Sem querer, Zacarias resumiu em uma frase as quintas-feiras de Carnaval no Centro. No dia em que os blocos de samba desfilam, não tem essa de tirar o pé do chão. A folia do primeiro dia no Campo Grande é “só no sapatinho”. Desde que o samba é samba é assim. A conversa de botequim tem que rolar no esquente e depois é só alegria, alegria. “O trio já passou, mas eu gosto de ficar aqui na maciota. Um hora eu alcanço ele”, diz Zacarias, agora acompanhado de um amigo.

Não tem como não entrar no compasso. Quem vai pensando em brigar aprende que não é do jeito que ele quer, mas “do jeito que a vida quer”. Até a polícia sente a diferença. “Os mais exaltados se rendem ao tom, à música. É diferente. Parece que vira tudo uma família só. Todo mundo junto, se abraçando”, percebeu o sub tenente Hamilton Kruschewsky, comandante do PA-03, no Canela. “Ainda não vi uma ocorrência”, confirmou. Pois é. É uma só nação! 

Além do Alerta, a voz do morro era amplificada também por blocos como Amor e Paixão, Proibido Proibir, Pagode Total e Rodopiô. Mas, na verdade, todo o entorno foi contaminado por aquela aura de alegria, educação e festa. Canta, canta minha gente. Em uma casa da travessa São Jorge, o samba já rolava antes mesmo dos trios chegarem na concentração. Som ligado o dia inteiro em Almir Guineto, Martinho da Vila, Arlindo Cruz e companhia. “Samba é samba, ‘cumpadi’”, disse o dono da residência, que, malandro, preferiu não se identificar. 

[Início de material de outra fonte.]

PR #747, opened 2018-07-10
continue of PR #740

aneox:
- Added Job order combobox to job processor wizard
- Added checkbox to strip feeders, to use different approach of rotation https://github.com/openpnp/openpnp/issues/715

### DIFF
--- a/src/main/java/org/openpnp/machine/reference/ReferencePnpJobProcessor.java
+++ b/src/main/java/org/openpnp/machine/reference/ReferencePnpJobProcessor.java
@@ -86,6 +86,9 @@ public class ReferencePnpJobProcessor extends AbstractPnpJobProcessor {
         Reset
     }
 
+    public static final String ORDER_JOB_PARTHEIGHT = "Part Height";
+    public static final String ORDER_JOB_PART = "Part";
+
     public static class PlannedPlacement {
         public final JobPlacement jobPlacement;
         public final Nozzle nozzle;
@@ -109,6 +112,9 @@ public class ReferencePnpJobProcessor extends AbstractPnpJobProcessor {
 
     @Attribute(required = false)
     protected boolean parkWhenComplete = false;
+
+    @Attribute(required = false)
+    protected String jobOrder = "Part Height";
 
     private FiniteStateMachine<State, Message> fsm = new FiniteStateMachine<>(State.Uninitialized);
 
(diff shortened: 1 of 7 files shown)


src/main/java/org/openpnp/machine/reference/ReferencePnpJobProcessor.java
```diff
@@ -426,10 +432,26 @@ protected void doPlan() throws Exception {
...
+            jobPlacements = getPendingJobPlacements().stream()
+                    .sorted(Comparator.comparing(JobPlacement::getPartHeight))
+                    .collect(Collectors.toList());
+        } else {
+            if (this.jobOrder == ORDER_JOB_PART) {
+                // Get the list of unfinished placements and sort them by part.
+                jobPlacements = getPendingJobPlacements().stream()
+                        .sorted(Comparator.comparing(JobPlacement::getPartId))
+                        .collect(Collectors.toList());
+            } else {
```
vonnieda: This seems to be a duplicate of the above code?

src/main/java/org/openpnp/spi/Machine.java
```diff
@@ -163,6 +163,10 @@
 
     public boolean getHomeAfterEnabled();
 
+    public boolean getUsePickRotationInsteadOfRotationInTapeForStripFeeders();
```
vonnieda: As I said before, this does not belong on Machine. The property should be on the strip feeder it belongs to. If you want a global default, you can use machine.setProperty() and machine.getProperty() from the ReferenceStripFeederWizard.

src/main/java/org/openpnp/machine/reference/ReferencePnpJobProcessor.java
aneox: it is like default value if string is wrong

aneox: anyone can easy expand list of sort directions

src/main/java/org/openpnp/spi/Machine.java
aneox: ok, i didnt know about machine.setProperty() and machine.getProperty(), will fix it

Phara0h: Can this be renamed to something that is not a sentence? like "isPickRotation()"

aneox:
Hi @vonnieda !
Is this fix correct?

vonnieda:
* Merged the job order checkbox.
* Rejected strip feeder rotation change. See https://github.com/openpnp/openpnp/issues/715#issuecomment-441534350.

PR #748, opened 2018-07-11
Check that machine is started before sending gcode commands from console

PeeJay:
Signed-off-by: Paul Jones <paul@pauljones.id.au>


vonnieda:
Nice improvement, thanks @PeeJay!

Nos bares, não tinha nem “Conflito” tipo Zeca Pagodinho. “A noite do samba é tudo de bom. O pessoal é muito mais tranquilo. O povo gosta de sentar, beber, comer uma coisinha sem estresse. É só alegria”, disse Bianca Farias, 65 anos, funcionária do Bar do Moqueca. Verdade! “Samba de Verdade”! Famílias inteiras, com crianças e idosos, sambavam juntas atrás dos blocos e na pipoca. Casais como o pedreiro Israel de Jesus, 34 anos, e a doméstica Maria de Jesus, 37, não perdem uma quinta-feira de Carnaval. 

“Namoramos há pouco tempo. Mas os dois sempre gostaram. A gente vinha separado, sem nem se conhecer. Agora juntou as paixões. É bom demais!”, disse ela. Até a volta para casa é mais tranquila. “Rapaz, esse é o dia de Carnaval que eu mais gosto de trabalhar. Um público maduro, tranquilo. Trabalho sem medo”, disse o taxista Francisco Prazeres, 60 anos, na frente da reitoria. Mas, ainda que a alegria e a paz prevaleçam, em alguns casos “a tristeza é senhora”.  O marceneiro Roberval dos Santos, 45 anos, por exemplo, fez uma observação. “O problema do samba é que se o cara tiver com uma dor de cotovelo o bicho pega. Tem umas músicas que deixam o cara para baixo. Tem alegria? Tem! Mas também tem saudade”, sublinhou. Que é isso, Roberval. Chega de Saudade. Foi só um rio que passou em sua vida. O mundo é um moinho, irmão. O show tem que continuar. Amanhã vai ser outro dia.  

É nessa hora que um bêbado passa dançando sozinho, com os dois dedos indicadores para o alto. Reverberava o que tinha acabado de ouvir na avenida. “Vai passar nessa avenida um samba popular. Cada paralelepípedo da velha cidade essa noite vai se arrepiar”. Maravilha, Chico. “Tá vendo, irmão. Hoje é dia de festa”, disse eu a Roberval. Aí pronto, aquele abraço. Se for para chorar, melhor deixar para a quarta-feira. Ela vai chegar? Vai! Mas aí a gente recorre a Vinícius: “E nos nossos corações, saudades e cinzas foi o que restou”.